Start of Information shown
PR #2846, opened 2017-02-22
Filter by unassigned paper role in assignment/judging area

mvidalgarcia:


indico/modules/events/papers/lists.py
End of Information shown
What to work on:
Exactly as it stands, output the whole listing.

Answer below:
PR #2846, opened 2017-02-22
Filter by unassigned paper role in assignment/judging area

mvidalgarcia:


indico/modules/events/papers/lists.py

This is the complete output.